What is required: For the listing that follows, give again exactly the lines from the one with "Hi @j08lue there" to the one with "yes my case", including both.

[Information shown]

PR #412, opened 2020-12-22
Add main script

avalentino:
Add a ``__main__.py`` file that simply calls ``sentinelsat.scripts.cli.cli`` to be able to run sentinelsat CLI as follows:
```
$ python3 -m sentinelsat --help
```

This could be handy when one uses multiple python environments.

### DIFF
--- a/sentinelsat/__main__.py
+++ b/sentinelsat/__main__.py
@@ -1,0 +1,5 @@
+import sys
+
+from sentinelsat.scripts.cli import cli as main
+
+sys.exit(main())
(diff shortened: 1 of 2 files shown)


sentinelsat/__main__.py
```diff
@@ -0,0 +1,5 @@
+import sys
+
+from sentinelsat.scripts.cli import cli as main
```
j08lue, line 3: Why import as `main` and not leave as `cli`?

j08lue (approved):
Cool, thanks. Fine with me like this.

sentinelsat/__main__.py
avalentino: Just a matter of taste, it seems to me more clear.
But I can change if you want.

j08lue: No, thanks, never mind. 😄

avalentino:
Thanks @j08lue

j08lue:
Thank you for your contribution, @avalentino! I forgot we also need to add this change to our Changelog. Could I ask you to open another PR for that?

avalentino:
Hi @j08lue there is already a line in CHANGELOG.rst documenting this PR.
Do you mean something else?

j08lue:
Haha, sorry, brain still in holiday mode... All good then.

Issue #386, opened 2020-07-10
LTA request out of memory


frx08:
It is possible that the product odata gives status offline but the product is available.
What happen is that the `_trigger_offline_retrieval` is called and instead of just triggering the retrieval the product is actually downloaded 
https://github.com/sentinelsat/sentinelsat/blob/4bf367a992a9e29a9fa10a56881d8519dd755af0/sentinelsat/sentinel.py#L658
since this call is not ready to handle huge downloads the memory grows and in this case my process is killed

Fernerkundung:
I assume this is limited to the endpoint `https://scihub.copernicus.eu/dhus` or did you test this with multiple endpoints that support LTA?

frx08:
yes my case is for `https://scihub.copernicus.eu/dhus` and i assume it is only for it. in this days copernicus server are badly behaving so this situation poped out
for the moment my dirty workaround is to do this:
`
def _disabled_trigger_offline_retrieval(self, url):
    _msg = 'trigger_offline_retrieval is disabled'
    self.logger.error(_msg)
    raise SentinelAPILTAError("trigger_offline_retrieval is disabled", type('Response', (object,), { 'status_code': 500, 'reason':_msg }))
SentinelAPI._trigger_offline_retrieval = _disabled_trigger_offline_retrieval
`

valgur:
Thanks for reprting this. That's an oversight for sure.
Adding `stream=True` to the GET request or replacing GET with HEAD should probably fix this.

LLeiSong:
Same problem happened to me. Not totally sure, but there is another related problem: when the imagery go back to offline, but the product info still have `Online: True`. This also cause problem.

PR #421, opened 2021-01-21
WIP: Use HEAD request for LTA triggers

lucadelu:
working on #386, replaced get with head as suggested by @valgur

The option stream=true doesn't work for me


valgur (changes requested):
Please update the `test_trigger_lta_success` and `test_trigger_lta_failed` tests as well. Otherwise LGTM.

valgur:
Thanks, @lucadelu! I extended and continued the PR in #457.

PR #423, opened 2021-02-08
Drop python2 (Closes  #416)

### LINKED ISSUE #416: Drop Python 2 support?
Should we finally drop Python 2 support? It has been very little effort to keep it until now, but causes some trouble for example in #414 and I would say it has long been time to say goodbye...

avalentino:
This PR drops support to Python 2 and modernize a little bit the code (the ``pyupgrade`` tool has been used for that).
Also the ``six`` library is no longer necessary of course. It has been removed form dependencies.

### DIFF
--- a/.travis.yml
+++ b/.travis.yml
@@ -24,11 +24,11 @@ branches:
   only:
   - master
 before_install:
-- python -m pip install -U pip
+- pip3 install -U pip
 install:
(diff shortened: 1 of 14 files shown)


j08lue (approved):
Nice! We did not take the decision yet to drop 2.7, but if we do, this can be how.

[/Information shown]
[Information shown]

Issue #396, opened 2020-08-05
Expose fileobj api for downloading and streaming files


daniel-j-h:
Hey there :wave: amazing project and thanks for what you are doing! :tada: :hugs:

[/Information shown]

Completed task:
Hi @j08lue there is already a line in CHANGELOG.rst documenting this PR.
Do you mean something else?

j08lue:
Haha, sorry, brain still in holiday mode... All good then.

Issue #386, opened 2020-07-10
LTA request out of memory


frx08:
It is possible that the product odata gives status offline but the product is available.
What happen is that the `_trigger_offline_retrieval` is called and instead of just triggering the retrieval the product is actually downloaded 
https://github.com/sentinelsat/sentinelsat/blob/4bf367a992a9e29a9fa10a56881d8519dd755af0/sentinelsat/sentinel.py#L658
since this call is not ready to handle huge downloads the memory grows and in this case my process is killed

Fernerkundung:
I assume this is limited to the endpoint `https://scihub.copernicus.eu/dhus` or did you test this with multiple endpoints that support LTA?

frx08:
yes my case is for `https://scihub.copernicus.eu/dhus` and i assume it is only for it. in this days copernicus server are badly behaving so this situation poped out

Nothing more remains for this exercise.